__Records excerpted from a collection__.
────────

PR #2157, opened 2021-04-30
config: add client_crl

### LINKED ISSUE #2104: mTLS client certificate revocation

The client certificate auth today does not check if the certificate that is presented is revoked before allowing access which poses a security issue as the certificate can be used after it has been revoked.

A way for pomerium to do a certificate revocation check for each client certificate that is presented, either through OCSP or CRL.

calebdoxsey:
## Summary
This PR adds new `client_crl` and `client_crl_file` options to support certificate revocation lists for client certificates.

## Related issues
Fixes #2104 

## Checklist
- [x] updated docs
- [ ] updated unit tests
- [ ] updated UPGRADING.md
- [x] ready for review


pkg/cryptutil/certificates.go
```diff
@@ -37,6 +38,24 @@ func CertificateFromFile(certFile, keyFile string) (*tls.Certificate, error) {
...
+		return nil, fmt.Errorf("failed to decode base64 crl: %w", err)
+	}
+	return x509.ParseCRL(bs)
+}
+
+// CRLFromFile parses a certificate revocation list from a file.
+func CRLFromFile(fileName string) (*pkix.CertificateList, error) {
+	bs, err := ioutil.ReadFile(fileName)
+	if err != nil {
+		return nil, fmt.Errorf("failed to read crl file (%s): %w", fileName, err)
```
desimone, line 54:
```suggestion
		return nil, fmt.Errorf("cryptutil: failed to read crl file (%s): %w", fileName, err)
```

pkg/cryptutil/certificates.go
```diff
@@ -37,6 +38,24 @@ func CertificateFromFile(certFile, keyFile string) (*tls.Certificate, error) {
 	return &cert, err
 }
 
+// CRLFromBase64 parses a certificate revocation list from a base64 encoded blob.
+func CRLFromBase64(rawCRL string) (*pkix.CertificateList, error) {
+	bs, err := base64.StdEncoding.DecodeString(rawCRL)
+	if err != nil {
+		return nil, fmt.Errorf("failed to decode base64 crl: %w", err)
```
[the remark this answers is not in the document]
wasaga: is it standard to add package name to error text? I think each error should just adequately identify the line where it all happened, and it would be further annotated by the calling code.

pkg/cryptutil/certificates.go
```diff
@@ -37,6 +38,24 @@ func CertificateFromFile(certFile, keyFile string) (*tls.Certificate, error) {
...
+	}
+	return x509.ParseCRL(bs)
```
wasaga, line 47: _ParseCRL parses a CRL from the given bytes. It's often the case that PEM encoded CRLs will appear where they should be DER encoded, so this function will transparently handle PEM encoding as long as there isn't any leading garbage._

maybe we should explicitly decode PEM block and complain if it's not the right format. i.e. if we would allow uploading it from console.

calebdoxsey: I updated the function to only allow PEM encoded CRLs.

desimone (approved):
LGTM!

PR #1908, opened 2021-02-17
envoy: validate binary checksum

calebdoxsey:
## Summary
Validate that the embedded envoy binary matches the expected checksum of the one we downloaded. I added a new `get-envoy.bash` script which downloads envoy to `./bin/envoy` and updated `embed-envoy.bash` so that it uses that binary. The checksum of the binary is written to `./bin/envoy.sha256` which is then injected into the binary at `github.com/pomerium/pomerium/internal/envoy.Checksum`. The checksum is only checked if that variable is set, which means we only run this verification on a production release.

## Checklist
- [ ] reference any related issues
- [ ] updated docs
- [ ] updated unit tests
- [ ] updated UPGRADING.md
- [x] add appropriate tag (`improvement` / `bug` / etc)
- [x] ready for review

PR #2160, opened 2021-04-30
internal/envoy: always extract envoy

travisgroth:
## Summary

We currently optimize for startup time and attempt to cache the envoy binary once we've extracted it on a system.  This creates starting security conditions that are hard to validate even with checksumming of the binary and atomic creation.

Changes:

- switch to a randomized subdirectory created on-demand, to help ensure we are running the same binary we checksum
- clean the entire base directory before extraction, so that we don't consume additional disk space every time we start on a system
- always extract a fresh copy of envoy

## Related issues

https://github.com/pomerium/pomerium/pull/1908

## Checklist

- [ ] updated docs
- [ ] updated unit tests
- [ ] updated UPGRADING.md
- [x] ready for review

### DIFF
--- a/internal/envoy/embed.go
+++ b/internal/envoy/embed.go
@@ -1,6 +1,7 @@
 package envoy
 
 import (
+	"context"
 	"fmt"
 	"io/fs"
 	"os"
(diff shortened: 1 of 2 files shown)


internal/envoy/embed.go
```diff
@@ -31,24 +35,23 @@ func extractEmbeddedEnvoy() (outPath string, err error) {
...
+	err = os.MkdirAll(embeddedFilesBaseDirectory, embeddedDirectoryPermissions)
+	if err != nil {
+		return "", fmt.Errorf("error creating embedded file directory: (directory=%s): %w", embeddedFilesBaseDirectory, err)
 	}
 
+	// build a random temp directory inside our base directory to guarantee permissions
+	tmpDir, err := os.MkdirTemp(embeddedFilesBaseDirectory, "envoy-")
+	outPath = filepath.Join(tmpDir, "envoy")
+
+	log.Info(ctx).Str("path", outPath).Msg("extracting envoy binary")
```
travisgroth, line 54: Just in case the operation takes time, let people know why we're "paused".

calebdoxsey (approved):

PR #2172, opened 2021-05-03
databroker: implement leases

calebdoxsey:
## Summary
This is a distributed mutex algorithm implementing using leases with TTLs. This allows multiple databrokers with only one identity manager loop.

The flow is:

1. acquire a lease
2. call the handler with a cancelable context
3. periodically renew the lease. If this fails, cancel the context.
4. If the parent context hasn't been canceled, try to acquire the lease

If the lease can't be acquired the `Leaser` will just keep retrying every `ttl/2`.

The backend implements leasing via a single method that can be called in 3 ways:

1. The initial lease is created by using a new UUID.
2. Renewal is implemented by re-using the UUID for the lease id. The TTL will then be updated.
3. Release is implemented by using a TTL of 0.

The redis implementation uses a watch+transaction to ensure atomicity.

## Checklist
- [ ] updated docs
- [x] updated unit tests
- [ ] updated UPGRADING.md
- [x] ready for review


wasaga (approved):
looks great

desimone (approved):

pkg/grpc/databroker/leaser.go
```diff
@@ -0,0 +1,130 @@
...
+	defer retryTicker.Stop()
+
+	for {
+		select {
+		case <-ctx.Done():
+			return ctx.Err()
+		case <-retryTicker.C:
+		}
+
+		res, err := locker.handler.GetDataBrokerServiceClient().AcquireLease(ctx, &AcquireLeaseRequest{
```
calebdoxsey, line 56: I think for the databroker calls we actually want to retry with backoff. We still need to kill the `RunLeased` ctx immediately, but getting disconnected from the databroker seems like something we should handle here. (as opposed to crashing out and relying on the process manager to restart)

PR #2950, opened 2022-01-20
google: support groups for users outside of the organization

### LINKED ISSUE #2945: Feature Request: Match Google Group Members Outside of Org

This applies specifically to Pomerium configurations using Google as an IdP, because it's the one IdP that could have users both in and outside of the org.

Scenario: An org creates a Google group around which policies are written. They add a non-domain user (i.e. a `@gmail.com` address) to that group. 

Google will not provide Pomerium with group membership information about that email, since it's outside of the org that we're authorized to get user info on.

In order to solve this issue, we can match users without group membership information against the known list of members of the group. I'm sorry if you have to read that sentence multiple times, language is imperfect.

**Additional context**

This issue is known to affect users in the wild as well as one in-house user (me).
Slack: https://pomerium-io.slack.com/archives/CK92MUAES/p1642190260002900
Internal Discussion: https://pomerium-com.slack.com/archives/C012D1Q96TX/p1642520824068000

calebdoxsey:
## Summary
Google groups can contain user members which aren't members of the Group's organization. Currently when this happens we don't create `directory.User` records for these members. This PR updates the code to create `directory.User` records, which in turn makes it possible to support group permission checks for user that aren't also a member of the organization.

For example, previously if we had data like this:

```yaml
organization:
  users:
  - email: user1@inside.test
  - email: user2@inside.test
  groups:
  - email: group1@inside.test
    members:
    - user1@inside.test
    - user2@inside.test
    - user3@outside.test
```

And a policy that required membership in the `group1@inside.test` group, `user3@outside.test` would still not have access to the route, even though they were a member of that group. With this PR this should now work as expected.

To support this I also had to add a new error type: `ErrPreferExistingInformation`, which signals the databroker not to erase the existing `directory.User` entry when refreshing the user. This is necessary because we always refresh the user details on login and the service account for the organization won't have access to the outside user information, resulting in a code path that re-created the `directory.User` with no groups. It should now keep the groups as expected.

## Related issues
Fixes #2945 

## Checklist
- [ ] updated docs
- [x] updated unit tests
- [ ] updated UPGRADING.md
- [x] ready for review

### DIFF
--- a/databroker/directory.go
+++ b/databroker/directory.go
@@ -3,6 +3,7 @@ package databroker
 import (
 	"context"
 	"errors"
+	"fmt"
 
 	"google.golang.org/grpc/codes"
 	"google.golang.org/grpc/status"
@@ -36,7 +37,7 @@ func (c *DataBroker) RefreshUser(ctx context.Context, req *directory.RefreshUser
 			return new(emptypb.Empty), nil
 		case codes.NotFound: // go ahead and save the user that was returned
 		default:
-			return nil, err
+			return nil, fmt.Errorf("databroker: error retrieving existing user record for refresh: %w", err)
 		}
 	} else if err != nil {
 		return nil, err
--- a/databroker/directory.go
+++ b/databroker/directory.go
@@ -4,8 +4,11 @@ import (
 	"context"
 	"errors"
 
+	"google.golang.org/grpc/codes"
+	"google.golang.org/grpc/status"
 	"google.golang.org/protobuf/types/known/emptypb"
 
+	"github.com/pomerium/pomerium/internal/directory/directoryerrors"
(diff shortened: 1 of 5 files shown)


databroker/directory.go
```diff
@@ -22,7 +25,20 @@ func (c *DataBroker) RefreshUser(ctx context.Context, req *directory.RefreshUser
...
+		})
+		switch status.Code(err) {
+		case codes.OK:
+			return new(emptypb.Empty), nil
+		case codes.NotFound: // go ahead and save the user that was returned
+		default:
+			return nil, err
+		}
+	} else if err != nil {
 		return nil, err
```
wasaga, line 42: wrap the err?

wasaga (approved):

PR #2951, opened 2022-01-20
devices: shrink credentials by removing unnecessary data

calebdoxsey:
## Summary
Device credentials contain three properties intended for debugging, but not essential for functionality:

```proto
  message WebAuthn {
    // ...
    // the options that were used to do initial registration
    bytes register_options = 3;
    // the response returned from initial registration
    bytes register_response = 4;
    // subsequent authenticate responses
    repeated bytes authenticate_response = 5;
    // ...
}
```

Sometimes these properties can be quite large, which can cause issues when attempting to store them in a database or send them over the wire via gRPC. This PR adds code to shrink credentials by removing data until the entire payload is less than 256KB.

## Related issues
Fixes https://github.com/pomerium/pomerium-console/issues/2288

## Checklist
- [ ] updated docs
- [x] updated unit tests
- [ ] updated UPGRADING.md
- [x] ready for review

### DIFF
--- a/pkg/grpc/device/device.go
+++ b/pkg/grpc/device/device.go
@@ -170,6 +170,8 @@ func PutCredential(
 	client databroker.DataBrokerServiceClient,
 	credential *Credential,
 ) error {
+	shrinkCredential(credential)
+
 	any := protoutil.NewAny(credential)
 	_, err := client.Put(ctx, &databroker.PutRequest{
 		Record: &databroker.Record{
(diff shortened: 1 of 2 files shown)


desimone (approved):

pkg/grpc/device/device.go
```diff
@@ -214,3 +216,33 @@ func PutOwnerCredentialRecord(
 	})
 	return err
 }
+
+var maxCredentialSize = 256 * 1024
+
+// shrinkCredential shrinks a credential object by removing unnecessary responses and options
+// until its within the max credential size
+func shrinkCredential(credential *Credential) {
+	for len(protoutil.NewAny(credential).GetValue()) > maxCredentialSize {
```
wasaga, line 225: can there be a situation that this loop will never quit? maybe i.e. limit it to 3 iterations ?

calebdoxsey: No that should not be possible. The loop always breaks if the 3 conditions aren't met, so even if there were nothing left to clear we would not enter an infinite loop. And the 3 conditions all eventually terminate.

────────

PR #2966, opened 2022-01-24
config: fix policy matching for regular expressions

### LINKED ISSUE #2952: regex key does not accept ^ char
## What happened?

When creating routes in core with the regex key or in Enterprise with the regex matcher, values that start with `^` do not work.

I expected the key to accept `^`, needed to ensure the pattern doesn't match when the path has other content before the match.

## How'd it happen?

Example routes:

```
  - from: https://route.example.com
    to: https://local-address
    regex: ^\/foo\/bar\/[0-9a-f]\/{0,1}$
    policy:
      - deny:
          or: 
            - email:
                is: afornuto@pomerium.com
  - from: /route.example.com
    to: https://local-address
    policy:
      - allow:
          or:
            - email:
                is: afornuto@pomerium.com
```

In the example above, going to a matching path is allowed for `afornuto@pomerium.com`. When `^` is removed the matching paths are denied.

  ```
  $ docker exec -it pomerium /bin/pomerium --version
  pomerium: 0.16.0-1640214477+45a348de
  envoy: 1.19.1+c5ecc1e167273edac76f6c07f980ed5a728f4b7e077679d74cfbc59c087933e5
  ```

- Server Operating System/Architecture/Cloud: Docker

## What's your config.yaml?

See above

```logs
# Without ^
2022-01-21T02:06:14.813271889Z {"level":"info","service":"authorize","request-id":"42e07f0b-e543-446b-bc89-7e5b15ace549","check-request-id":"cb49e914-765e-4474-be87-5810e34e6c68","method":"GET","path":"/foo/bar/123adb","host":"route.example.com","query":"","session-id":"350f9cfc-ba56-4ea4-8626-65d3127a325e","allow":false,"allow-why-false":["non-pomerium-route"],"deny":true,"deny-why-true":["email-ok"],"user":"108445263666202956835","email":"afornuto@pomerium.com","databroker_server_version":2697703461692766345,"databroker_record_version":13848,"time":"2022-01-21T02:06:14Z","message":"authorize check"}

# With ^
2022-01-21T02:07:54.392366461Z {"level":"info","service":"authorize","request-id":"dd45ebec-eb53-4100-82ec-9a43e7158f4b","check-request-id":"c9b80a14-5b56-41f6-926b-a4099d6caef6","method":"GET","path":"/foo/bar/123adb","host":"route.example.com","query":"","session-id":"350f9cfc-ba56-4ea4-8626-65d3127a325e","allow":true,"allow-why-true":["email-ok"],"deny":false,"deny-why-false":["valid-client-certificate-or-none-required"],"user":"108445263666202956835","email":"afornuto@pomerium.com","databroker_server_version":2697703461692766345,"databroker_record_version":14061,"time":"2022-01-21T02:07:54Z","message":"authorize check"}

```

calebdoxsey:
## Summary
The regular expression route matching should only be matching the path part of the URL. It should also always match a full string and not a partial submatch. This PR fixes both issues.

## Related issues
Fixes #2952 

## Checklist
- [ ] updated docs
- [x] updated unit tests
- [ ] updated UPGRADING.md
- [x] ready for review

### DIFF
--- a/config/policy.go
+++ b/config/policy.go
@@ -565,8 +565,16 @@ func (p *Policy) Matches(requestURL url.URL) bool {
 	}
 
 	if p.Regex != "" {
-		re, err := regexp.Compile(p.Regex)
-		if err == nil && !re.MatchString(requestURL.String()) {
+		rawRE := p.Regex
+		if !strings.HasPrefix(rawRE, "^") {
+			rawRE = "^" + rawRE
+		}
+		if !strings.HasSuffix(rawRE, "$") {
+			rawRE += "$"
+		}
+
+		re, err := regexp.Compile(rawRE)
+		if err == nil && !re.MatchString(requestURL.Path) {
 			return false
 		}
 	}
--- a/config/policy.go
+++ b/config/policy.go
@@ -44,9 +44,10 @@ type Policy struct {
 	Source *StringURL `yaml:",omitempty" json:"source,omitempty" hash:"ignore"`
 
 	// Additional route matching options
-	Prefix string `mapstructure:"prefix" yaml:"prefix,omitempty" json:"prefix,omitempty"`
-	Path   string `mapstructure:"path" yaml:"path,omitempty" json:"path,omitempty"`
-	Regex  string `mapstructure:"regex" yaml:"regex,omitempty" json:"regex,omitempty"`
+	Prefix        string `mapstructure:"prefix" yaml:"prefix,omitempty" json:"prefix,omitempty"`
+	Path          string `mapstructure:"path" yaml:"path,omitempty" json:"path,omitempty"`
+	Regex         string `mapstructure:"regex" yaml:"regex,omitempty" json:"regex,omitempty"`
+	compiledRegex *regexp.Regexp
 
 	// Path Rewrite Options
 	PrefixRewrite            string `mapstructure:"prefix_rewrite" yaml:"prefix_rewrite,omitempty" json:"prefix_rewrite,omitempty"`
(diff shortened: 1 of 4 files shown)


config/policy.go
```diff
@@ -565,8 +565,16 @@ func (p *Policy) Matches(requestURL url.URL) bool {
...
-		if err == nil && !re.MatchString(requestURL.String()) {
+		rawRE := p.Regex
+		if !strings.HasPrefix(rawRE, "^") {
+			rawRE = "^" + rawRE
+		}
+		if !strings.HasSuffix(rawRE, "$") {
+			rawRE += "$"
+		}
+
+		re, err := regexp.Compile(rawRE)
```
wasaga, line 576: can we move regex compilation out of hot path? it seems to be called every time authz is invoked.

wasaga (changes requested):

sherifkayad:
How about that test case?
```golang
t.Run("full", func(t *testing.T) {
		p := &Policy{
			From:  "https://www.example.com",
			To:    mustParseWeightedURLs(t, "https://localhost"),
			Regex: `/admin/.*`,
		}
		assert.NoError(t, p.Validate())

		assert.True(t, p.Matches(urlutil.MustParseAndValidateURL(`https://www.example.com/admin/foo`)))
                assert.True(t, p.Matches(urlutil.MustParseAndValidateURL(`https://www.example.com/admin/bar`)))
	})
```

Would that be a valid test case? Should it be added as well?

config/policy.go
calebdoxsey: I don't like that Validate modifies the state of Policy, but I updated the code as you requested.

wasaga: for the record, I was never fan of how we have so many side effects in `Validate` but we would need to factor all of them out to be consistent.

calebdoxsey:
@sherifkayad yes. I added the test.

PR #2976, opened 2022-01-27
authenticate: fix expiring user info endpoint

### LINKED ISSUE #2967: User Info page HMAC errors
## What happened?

────────

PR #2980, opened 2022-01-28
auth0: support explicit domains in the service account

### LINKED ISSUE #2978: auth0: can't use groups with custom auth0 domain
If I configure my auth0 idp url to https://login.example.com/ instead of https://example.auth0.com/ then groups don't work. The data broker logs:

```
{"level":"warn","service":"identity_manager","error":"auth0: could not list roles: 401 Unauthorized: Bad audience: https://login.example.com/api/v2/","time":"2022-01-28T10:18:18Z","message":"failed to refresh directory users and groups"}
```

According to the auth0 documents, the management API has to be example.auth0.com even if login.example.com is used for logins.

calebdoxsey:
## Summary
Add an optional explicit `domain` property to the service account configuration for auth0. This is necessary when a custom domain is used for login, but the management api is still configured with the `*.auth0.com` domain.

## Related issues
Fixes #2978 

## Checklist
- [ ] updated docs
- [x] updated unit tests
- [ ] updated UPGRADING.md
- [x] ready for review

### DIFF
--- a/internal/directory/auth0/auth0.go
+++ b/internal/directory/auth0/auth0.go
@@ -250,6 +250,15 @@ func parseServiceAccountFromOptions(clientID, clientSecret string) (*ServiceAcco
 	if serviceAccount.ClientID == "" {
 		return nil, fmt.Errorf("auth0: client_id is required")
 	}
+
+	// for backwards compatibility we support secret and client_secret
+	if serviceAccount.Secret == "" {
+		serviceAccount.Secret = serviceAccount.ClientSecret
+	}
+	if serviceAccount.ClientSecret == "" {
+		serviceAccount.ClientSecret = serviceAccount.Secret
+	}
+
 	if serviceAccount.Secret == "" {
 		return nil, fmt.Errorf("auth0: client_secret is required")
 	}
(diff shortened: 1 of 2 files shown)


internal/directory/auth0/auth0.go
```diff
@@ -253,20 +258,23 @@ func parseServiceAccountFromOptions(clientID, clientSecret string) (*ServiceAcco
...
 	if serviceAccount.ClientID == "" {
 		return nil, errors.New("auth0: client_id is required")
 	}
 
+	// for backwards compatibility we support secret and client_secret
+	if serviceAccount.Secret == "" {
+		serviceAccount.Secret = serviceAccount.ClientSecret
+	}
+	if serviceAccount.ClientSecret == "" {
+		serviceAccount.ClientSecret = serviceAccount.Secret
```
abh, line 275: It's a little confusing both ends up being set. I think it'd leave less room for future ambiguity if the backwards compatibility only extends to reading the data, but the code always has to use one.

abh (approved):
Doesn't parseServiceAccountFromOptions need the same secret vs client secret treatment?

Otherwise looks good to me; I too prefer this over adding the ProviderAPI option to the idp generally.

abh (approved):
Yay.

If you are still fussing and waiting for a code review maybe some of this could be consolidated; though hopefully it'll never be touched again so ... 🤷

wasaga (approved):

────────

__Task__. Lines above with the string "save" need to be found and copied.

__Answer below__.
 		case codes.NotFound: // go ahead and save the user that was returned
+		case codes.NotFound: // go ahead and save the user that was returned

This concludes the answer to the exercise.